▸ Work order: The answer should consist of each line below that contains the word "certificate".

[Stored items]
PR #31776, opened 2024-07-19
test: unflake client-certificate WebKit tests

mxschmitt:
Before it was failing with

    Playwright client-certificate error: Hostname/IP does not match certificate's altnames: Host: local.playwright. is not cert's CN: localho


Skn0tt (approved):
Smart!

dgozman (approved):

▸ Answer space:
test: unflake client-certificate WebKit tests
    Playwright client-certificate error: Hostname/IP does not match certificate's altnames: Host: local.playwright. is not cert's CN: localho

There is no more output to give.